Usually, all we know about extinct animals is their bone structure. That’s because soft tissue usually decays before it can be fossilized. Once in a while, however, if the dead creature was buried quickly and conditions were just right, remarkable features can be preserved in stone – like the central nervous system of an ancient ancestor of today’s arthropods. Each of the five specimens had a ventral nerve cord, the invertebrate version of a spinal cord. The nerve cord is a chain of nerve cell clusters called ganglia, linked by the long arms of neurites. In fossil form, the ventral nerve cord appears segmented in a series of light and dark bands, standing out just slightly from the surrounding rock. Each dark band is a ganglion, which would have controlled a single pair of legs. The ganglia contained the bodies of nerve cells, rich in fatty substances called lipids, which left behind dark films of organic carbon.

Magnification of ventral nerve cord of Chengjiangocaris kunmingensis. (Credit: Yu Liu/Ludwig-Maximilians-University, Germany) “Since they are mostly made of fatty substances, nervous tissues are full of chemically active components that are prone to become fossilized rapidly after death by the interaction with the surrounding sediment and water,” explained co-author Javier Ortega-Hernández. Those chemical reactions probably preserved the connective neurites, which make up the light bands in between the ganglia. Thanks to the lipids in the ganglia, the bases of individual nerve fibers also survived half a billion years in stone. Pairs of these tiny, spindly fibers – less than a thousandth of an inch long and about a ten-thousandth of an inch wide – branched out from the ventral nerve cord at regular intervals, about 12 pairs from each ganglion and four to six from each connective neurite.

A Gentle Hand

Excavating such delicate structures was challenging work that started in the field and continued in the lab. To fully reveal the nerve cord, Yang had to place the fossils under a stereo microscope and then use a needle to chip away the rock matrix surrounding the tiny nerve structures. “At first we found the C. kunmingensis directly on the surface of the crack out rocks, and the delicate nerve structure could only be seen partially,” says co-author Xiguang Zhang. What the Yang and his colleagues didn’t find, however, were brains. All five specimens’ bodies came apart after death, so their heads weren’t attached. That means researchers have the oldest, most detailed ventral nerve cords that they’ve ever found, but they don’t have the entire nervous system. They’re missing the brain and the nerves that would have led to the antennae and mouth parts. Over the past few years, however, paleontologists around the world have found traces of brains, preserved as thin films of carbon, in the fossil remains a few species related to C. kunmingensis.

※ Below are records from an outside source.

Issue #1627, opened 2025-11-18
convert_cpu_weights DeepSeek R1 0528 crashed


mrgaolei:
### Reminder

- [x] I have read the above rules and searched the existing issues.

### System Info

kt-kernel 0.4.1, Ubuntu 24.04.
This server ran ktransformers 0.3.2 success.
And I create new conda env to run kt-kernel 0.4.1.
The new conda env with kt-kernel 0.4.1 conver cpu-weights and run Qwen-30b success
But I tried to conver DeepSeek R1 0528 to cpu weights failed.

### Reproduction

```
python scripts/convert_cpu_weights.py \
  --input-path /path/to/model \
  --input-type bf16 \
  --output /path/to/output \
  --quant-method int4
```

when procee to layer 55, it crashed and return:
```段错误，核心已转储```

Error message so less, it's this script have any log settings?

### Others

I found the memory add and add, the error seems OOM, this server has 768G RAM, did it enough?
How big memory need to conver DeepSeek R1 671b?

**Comment by ovowei** [comment]
For systems with insufficient memory to complete full model quantization, use the --no-merge-safetensor flag to keep weights in layer folder structure without merging into safetensor files:
```
python scripts/convert_cpu_weights.py \
  --input-path /path/to/model \
  --input-type bf16 \
  --output /path/to/output \
  --quant-method int4 \
  --no-merge-safetensor

mrgaolei:
> 对于内存不足以完成完整模型量化的系统，可以使用 --no-merge-safetensor 标志，将权重保持在层文件夹结构中，而不合并到安全张量文件中：
> 
> ```
> python scripts/convert_cpu_weights.py \
>   --input-path /path/to/model \
>   --input-type bf16 \
>   --output /path/to/output \
>   --quant-method int4 \
>   --no-merge-safetensor
> ```

Thanks very much.
And there's another question,
Can I convert cpu weight from other 1T memory server, then copy to my server, can it be run?

So, does the cpu-weight file itself contain CPU architecture information? Can it be used on all x86 instruction set devices after a single conversion? If so, why is there no one offering a direct download?

After upgrading to kt 0.4.1, the model files are completely incompatible with those in 0.3.2, right?

mrgaolei:
> For systems with insufficient memory to complete full model quantization, use the --no-merge-safetensor flag to keep weights in layer folder structure without merging into safetensor files:
> 
> ```
> python scripts/convert_cpu_weights.py \
[...]

PR #1630, opened 2025-11-19
[feat]: kt-kernel: Add resume arg to CPU weight conversion

DocShotgun:
# What does this PR do?

Adds an arg to `scripts/convert_cpu_weights.py` named `--resume-layer` to allow resuming conversion on a specific layer - useful if conversion fails mid-run due to running out of memory despite enabling `--no-merge-safetensor`.

## Before submitting

- [X] Did you read the [contributor guideline](https://github.com/kvcache-ai/ktransformers/blob/main/.github/CONTRIBUTING.md)?
- [x] Did you write any new necessary tests? N/A

### DIFF
--- a/kt-kernel/scripts/convert_cpu_weights.py
+++ b/kt-kernel/scripts/convert_cpu_weights.py
@@ -363,7 +363,6 @@ class ConverterBase:
         # Process layers with memory cleanup
         for i, (layer_idx, expert_ids) in enumerate(sorted(expert_layers.items())):
             if layer_idx < resume_layer:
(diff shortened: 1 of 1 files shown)


KMSorSMS:
#1627

DocShotgun:
I think it's probably better to just remove the print statements for each skipped layer, since the `resume_layer` is already printed at the start if it's relevant. Adding another option for whether or not to print the skipped layers seems a bit unnecessary IMO.

KMSorSMS (approved):
[feat]: adding the resuming method for our CPU weights conversion for low memory devices. Update the scripts README.

PR #1695, opened 2025-12-10
[fix](kt-kernel): Drop Python-loaded weights after C++ weight loading in LlamafileMoEWrapper

SCDESPERTATE:
# What does this PR do?
In the `LlamafileMoEWrapper`'s load_weights method, weights loaded by the Python loader are retained in weights_to_keep for TP-splitting and copying to the C++ backend. However, these weights are no longer needed after the C++ backend completes the loading process.
This PR ensures that the Python-loaded weights are explicitly dropped after the C++ backend finishes its operation, freeing up memory and preventing unnecessary retention of large weight tensors.

Fixes # (issue)
reset the `self.weights_to_keep` at the end of `LlamafileMoEWrapper.load_weights`

## Before submitting


ErvinXie:
thank you so much for fixing this for us, we have a small wechat group, if you want to join us, please add my wechat ErvinXie

PR #1789, opened 2026-01-12
[kt-kernel] Fix ignored build configurations in `install.sh` and `CMakeLists.txt`

### LINKED ISSUE #1747: Install scripts always dismiss some build configurations.
### Reminder

### System Info

kt-kernel 0.5.0

### Reproduction

I'm using `kt-kernel` and seeing some install settings are not treated correctly.

- In `CMakeLists.txt`, the build configuration is forcefully set to `Release` by `set(CMAKE_BUILD_TYPE "Release")` and making `CPUINFER_BUILD_TYPE` env var useless.
- In `install.sh`, `CPUINFER_PARALLEL` is set to `8` by default. But `setup.py` already has an infrastructure to automatically set the core count (`detect_parallel_jobs()`) which never gets triggered.
- In `install.sh`, `CPUINFER_VERBOSE` is defined, but it seems like it never gets referenced and always shows verbose build logs (`pip install . -v`).

Are these intended behavior?

### Others

_No response_

watamario15:
# What does this PR do?

Fixes #1747

Some additional comments:

- The default value for `CPUINFER_BUILD_TYPE` is defined at https://github.com/kvcache-ai/ktransformers/blob/main/kt-kernel/setup.py#L113, thus not needed in `install.sh`.
- The rewrite from `pip install .` to `python3 -m pip install .` is to prevent `uv` setups without `pip` in the virtual environment from calling the system `pip` instead.
  - As it's better to call `uv pip` in `uv` environments, this is just a quick fix.

## Before submitting

- [x] Did you write any new necessary tests? (No new features)


KMSorSMS:
Thx for your help :)

PR #1840, opened 2026-02-09
Handle unquoted paths and special characters in model scanner

RinZ27:
# What does this PR do?

The current implementation of the model scanner uses `subprocess.run` with `shell=True` and string concatenation for `find` commands. I noticed this could lead to issues when dealing with directory names that contain spaces, quotes, or shell special characters. 

By switching to `shell=False` and passing arguments as a list, I've made the scanner more robust and secure. This ensures that the CLI works correctly regardless of the user's file system structure.

## Before submitting

- [ ] Did you write any new necessary tests? (Existing functionality is preserved and made more robust)

### DIFF
--- a/kt-kernel/python/cli/utils/model_scanner.py
+++ b/kt-kernel/python/cli/utils/model_scanner.py
@@ -263,11 +263,10 @@ def find_files_fast(mount_point: str, pattern: str, max_depth: int = 6, timeout:
         cmd = ["find", mount_point, "-maxdepth", str(max_depth), "-name", pattern, "-type", "f"]
         result = subprocess.run(
             cmd,
-            capture_output=True,
+            stdout=subprocess.PIPE,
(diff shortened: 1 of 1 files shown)


ErvinXie:
I pushed a fix commit to this branch.

**Issue:** `capture_output=True` sets `stderr=PIPE` internally, so combining it with `stderr=subprocess.DEVNULL` raises `ValueError: stderr argument may not be used with capture_output` at runtime — all 3 call sites would crash.

**Fix:** replaced `capture_output=True` with explicit `stdout=subprocess.PIPE`, and removed the redundant `shell=False` (it's already the default). The rest of the original changes are good.

ErvinXie:
Thanks @RinZ27 for this contribution! Switching from `shell=True` to argument lists is the right call — it's both safer and more robust for paths with special characters. Appreciate you catching this.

Ancient Evolutionary History

Those tiny pairs of nerves branching off a chain of ganglia are a primitive structure, which has long since gone out of style with the arthropods we know today. Modern arthropods have evolved more complex, specialized bodies than C. kunmingensis. Along the way, they abandoned the old system in favor of more efficient ones, with fewer, more specialized nerves. “Extant arthropods have a lesser number of nerves, but they are more organized to move the body in a more orderly fashion,” says Ortega- Hernández. These specimens are helping researchers unravel exactly how modern arthropods are related to their nearest relatives: tardigrades and onychophorans (also called velvet worms). Unlike modern arthropods, velvet worms have the same old-fashioned nervous wiring as C. kunmingensis. Modern arthropods probably evolved new nervous systems sometime after their lineage parted ways with onychophorans. Tardigrades made the same move away from parallel rows of nerves, but they did it independently, after their lineage had split from the arthropods.